Given records:
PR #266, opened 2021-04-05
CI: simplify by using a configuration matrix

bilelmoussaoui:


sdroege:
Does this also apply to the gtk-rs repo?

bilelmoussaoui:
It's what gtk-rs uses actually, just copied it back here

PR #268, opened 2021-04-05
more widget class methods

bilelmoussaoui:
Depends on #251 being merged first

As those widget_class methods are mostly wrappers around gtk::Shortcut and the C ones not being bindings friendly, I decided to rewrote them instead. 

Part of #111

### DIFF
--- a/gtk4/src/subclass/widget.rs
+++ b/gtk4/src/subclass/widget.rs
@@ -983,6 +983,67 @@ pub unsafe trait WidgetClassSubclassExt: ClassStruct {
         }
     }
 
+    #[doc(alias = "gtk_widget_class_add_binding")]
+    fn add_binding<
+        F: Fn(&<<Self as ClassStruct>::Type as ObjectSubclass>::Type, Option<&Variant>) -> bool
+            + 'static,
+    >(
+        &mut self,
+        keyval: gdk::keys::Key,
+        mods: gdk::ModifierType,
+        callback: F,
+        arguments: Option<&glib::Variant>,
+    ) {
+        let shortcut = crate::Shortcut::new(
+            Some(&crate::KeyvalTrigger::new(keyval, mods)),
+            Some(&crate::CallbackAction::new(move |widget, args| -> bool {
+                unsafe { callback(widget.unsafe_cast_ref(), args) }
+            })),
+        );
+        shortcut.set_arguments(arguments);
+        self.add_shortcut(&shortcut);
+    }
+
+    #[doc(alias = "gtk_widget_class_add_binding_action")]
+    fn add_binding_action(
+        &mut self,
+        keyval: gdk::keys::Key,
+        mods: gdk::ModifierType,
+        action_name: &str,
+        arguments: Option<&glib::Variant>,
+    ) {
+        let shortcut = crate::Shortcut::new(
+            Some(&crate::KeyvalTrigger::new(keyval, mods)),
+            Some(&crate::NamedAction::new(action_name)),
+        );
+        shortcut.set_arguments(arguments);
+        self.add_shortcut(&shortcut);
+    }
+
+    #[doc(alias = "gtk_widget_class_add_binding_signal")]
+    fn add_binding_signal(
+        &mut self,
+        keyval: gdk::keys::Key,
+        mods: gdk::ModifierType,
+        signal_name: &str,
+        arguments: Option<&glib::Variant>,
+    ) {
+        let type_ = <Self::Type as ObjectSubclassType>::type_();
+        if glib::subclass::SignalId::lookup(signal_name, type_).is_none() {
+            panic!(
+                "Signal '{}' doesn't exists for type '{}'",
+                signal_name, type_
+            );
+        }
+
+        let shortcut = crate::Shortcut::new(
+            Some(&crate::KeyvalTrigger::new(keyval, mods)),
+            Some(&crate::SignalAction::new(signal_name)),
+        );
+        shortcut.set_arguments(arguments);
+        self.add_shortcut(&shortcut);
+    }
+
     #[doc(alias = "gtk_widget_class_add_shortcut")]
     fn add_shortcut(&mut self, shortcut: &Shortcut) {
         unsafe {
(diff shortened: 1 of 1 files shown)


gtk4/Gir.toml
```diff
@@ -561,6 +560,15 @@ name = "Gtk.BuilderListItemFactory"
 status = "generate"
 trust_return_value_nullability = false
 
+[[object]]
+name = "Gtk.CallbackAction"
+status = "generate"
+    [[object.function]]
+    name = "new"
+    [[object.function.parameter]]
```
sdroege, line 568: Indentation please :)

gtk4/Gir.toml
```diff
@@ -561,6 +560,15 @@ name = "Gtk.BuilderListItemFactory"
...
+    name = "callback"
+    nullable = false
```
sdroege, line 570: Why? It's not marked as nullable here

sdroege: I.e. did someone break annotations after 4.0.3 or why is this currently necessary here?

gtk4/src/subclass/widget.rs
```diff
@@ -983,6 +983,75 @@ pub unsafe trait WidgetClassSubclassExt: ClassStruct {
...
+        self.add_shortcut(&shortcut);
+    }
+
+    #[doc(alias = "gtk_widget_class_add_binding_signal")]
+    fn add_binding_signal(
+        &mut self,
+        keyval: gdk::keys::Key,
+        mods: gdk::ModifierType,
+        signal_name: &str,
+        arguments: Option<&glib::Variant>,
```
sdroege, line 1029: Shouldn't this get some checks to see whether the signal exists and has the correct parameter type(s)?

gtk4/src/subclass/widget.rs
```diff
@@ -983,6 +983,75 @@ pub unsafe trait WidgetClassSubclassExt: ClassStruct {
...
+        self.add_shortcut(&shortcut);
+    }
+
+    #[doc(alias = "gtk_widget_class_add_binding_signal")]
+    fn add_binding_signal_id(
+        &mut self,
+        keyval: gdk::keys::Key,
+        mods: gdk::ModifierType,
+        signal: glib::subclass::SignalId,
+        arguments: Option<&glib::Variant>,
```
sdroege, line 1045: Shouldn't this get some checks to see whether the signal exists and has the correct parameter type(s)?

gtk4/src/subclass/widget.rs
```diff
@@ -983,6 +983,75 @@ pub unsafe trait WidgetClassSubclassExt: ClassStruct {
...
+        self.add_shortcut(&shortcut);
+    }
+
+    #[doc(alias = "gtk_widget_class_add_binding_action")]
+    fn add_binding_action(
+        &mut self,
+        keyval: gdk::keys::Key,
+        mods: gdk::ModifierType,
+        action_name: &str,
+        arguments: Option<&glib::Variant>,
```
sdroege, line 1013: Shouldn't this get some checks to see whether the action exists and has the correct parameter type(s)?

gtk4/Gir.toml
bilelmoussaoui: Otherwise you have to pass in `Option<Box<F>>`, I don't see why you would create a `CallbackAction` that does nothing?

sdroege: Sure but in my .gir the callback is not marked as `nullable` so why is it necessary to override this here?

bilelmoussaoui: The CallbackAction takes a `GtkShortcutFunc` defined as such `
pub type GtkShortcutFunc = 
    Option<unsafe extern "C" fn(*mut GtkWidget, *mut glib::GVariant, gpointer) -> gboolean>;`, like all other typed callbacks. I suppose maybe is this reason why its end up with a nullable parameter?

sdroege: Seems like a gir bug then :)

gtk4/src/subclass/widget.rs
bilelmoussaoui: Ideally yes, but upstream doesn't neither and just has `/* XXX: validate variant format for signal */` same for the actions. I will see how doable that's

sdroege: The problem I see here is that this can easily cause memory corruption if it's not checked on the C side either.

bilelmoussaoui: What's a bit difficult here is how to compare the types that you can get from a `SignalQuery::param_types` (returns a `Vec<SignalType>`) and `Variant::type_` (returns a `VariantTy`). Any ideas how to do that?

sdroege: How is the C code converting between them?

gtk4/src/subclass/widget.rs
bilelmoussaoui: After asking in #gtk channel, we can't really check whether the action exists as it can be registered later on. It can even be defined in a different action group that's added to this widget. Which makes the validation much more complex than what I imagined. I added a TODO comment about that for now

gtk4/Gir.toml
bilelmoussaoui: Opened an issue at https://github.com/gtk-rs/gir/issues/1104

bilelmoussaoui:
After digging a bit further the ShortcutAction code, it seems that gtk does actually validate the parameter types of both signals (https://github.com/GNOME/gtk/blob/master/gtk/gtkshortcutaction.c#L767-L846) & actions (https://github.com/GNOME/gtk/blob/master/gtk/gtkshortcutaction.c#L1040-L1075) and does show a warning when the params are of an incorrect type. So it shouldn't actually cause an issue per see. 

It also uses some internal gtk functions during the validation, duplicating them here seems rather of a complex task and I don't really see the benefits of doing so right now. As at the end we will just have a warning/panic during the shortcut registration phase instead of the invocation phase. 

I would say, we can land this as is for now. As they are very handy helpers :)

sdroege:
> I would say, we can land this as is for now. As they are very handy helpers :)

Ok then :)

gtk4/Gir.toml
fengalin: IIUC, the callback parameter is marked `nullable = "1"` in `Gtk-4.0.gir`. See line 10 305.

Aim of the exercise: Send back all the records above word for word.

Result for this exercise:
PR #266, opened 2021-04-05
CI: simplify by using a configuration matrix

bilelmoussaoui:


sdroege:
Does this also apply to the gtk-rs repo?

bilelmoussaoui:
It's what gtk-rs uses actually, just copied it back here

PR #268, opened 2021-04-05
more widget class methods

bilelmoussaoui:
Depends on #251 being merged first

As those widget_class methods are mostly wrappers around gtk::Shortcut and the C ones not being bindings friendly, I decided to rewrote them instead. 

Part of #111

### DIFF
--- a/gtk4/src/subclass/widget.rs
+++ b/gtk4/src/subclass/widget.rs
@@ -983,6 +983,67 @@ pub unsafe trait WidgetClassSubclassExt: ClassStruct {
         }
     }
 
+    #[doc(alias = "gtk_widget_class_add_binding")]
+    fn add_binding<
+        F: Fn(&<<Self as ClassStruct>::Type as ObjectSubclass>::Type, Option<&Variant>) -> bool
+            + 'static,
+    >(
+        &mut self,
+        keyval: gdk::keys::Key,
+        mods: gdk::ModifierType,
+        callback: F,
+        arguments: Option<&glib::Variant>,
+    ) {
+        let shortcut = crate::Shortcut::new(
+            Some(&crate::KeyvalTrigger::new(keyval, mods)),
+            Some(&crate::CallbackAction::new(move |widget, args| -> bool {
+                unsafe { callback(widget.unsafe_cast_ref(), args) }
+            })),
+        );
+        shortcut.set_arguments(arguments);
+        self.add_shortcut(&shortcut);
+    }
+
+    #[doc(alias = "gtk_widget_class_add_binding_action")]
+    fn add_binding_action(
+        &mut self,
+        keyval: gdk::keys::Key,
+        mods: gdk::ModifierType,
+        action_name: &str,
+        arguments: Option<&glib::Variant>,
+    ) {
+        let shortcut = crate::Shortcut::new(
+            Some(&crate::KeyvalTrigger::new(keyval, mods)),
+            Some(&crate::NamedAction::new(action_name)),
+        );
+        shortcut.set_arguments(arguments);
+        self.add_shortcut(&shortcut);
+    }
+
+    #[doc(alias = "gtk_widget_class_add_binding_signal")]
+    fn add_binding_signal(
+        &mut self,
+        keyval: gdk::keys::Key,
+        mods: gdk::ModifierType,
+        signal_name: &str,
+        arguments: Option<&glib::Variant>,
+    ) {
+        let type_ = <Self::Type as ObjectSubclassType>::type_();
+        if glib::subclass::SignalId::lookup(signal_name, type_).is_none() {
+            panic!(
+                "Signal '{}' doesn't exists for type '{}'",
+                signal_name, type_
+            );
+        }
+
+        let shortcut = crate::Shortcut::new(
+            Some(&crate::KeyvalTrigger::new(keyval, mods)),
+            Some(&crate::SignalAction::new(signal_name)),
+        );
+        shortcut.set_arguments(arguments);
+        self.add_shortcut(&shortcut);
+    }
+
     #[doc(alias = "gtk_widget_class_add_shortcut")]
     fn add_shortcut(&mut self, shortcut: &Shortcut) {
         unsafe {
(diff shortened: 1 of 1 files shown)


gtk4/Gir.toml
```diff
@@ -561,6 +560,15 @@ name = "Gtk.BuilderListItemFactory"
 status = "generate"
 trust_return_value_nullability = false
 
+[[object]]
+name = "Gtk.CallbackAction"
+status = "generate"
+    [[object.function]]
+    name = "new"
+    [[object.function.parameter]]
```
sdroege, line 568: Indentation please :)

gtk4/Gir.toml
```diff
@@ -561,6 +560,15 @@ name = "Gtk.BuilderListItemFactory"
...
+    name = "callback"
+    nullable = false
```
sdroege, line 570: Why? It's not marked as nullable here

sdroege: I.e. did someone break annotations after 4.0.3 or why is this currently necessary here?

gtk4/src/subclass/widget.rs
```diff
@@ -983,6 +983,75 @@ pub unsafe trait WidgetClassSubclassExt: ClassStruct {
...
+        self.add_shortcut(&shortcut);
+    }
+
+    #[doc(alias = "gtk_widget_class_add_binding_signal")]
+    fn add_binding_signal(
+        &mut self,
+        keyval: gdk::keys::Key,
+        mods: gdk::ModifierType,
+        signal_name: &str,
+        arguments: Option<&glib::Variant>,
```
sdroege, line 1029: Shouldn't this get some checks to see whether the signal exists and has the correct parameter type(s)?

gtk4/src/subclass/widget.rs
```diff
@@ -983,6 +983,75 @@ pub unsafe trait WidgetClassSubclassExt: ClassStruct {
...
+        self.add_shortcut(&shortcut);
+    }
+
+    #[doc(alias = "gtk_widget_class_add_binding_signal")]
+    fn add_binding_signal_id(
+        &mut self,
+        keyval: gdk::keys::Key,
+        mods: gdk::ModifierType,
+        signal: glib::subclass::SignalId,
+        arguments: Option<&glib::Variant>,
```
sdroege, line 1045: Shouldn't this get some checks to see whether the signal exists and has the correct parameter type(s)?

gtk4/src/subclass/widget.rs
```diff
@@ -983,6 +983,75 @@ pub unsafe trait WidgetClassSubclassExt: ClassStruct {
...
+        self.add_shortcut(&shortcut);
+    }
+
+    #[doc(alias = "gtk_widget_class_add_binding_action")]
+    fn add_binding_action(
+        &mut self,
+        keyval: gdk::keys::Key,
+        mods: gdk::ModifierType,
+        action_name: &str,
+        arguments: Option<&glib::Variant>,
```
sdroege, line 1013: Shouldn't this get some checks to see whether the action exists and has the correct parameter type(s)?

gtk4/Gir.toml
bilelmoussaoui: Otherwise you have to pass in `Option<Box<F>>`, I don't see why you would create a `CallbackAction` that does nothing?

sdroege: Sure but in my .gir the callback is not marked as `nullable` so why is it necessary to override this here?

bilelmoussaoui: The CallbackAction takes a `GtkShortcutFunc` defined as such `
pub type GtkShortcutFunc = 
    Option<unsafe extern "C" fn(*mut GtkWidget, *mut glib::GVariant, gpointer) -> gboolean>;`, like all other typed callbacks. I suppose maybe is this reason why its end up with a nullable parameter?

sdroege: Seems like a gir bug then :)

gtk4/src/subclass/widget.rs
bilelmoussaoui: Ideally yes, but upstream doesn't neither and just has `/* XXX: validate variant format for signal */` same for the actions. I will see how doable that's

sdroege: The problem I see here is that this can easily cause memory corruption if it's not checked on the C side either.

bilelmoussaoui: What's a bit difficult here is how to compare the types that you can get from a `SignalQuery::param_types` (returns a `Vec<SignalType>`) and `Variant::type_` (returns a `VariantTy`). Any ideas how to do that?

sdroege: How is the C code converting between them?

gtk4/src/subclass/widget.rs
bilelmoussaoui: After asking in #gtk channel, we can't really check whether the action exists as it can be registered later on. It can even be defined in a different action group that's added to this widget. Which makes the validation much more complex than what I imagined. I added a TODO comment about that for now

gtk4/Gir.toml
bilelmoussaoui: Opened an issue at https://github.com/gtk-rs/gir/issues/1104

bilelmoussaoui:
After digging a bit further the ShortcutAction code, it seems that gtk does actually validate the parameter types of both signals (https://github.com/GNOME/gtk/blob/master/gtk/gtkshortcutaction.c#L767-L846) & actions (https://github.com/GNOME/gtk/blob/master/gtk/gtkshortcutaction.c#L1040-L1075) and does show a warning when the params are of an incorrect type. So it shouldn't actually cause an issue per see. 

It also uses some internal gtk functions during the validation, duplicating them here seems rather of a complex task and I don't really see the benefits of doing so right now. As at the end we will just have a warning/panic during the shortcut registration phase instead of the invocation phase. 

I would say, we can land this as is for now. As they are very handy helpers :)

sdroege:
> I would say, we can land this as is for now. As they are very handy helpers :)

Ok then :)

gtk4/Gir.toml
fengalin: IIUC, the callback parameter is marked `nullable = "1"` in `Gtk-4.0.gir`. See line 10 305.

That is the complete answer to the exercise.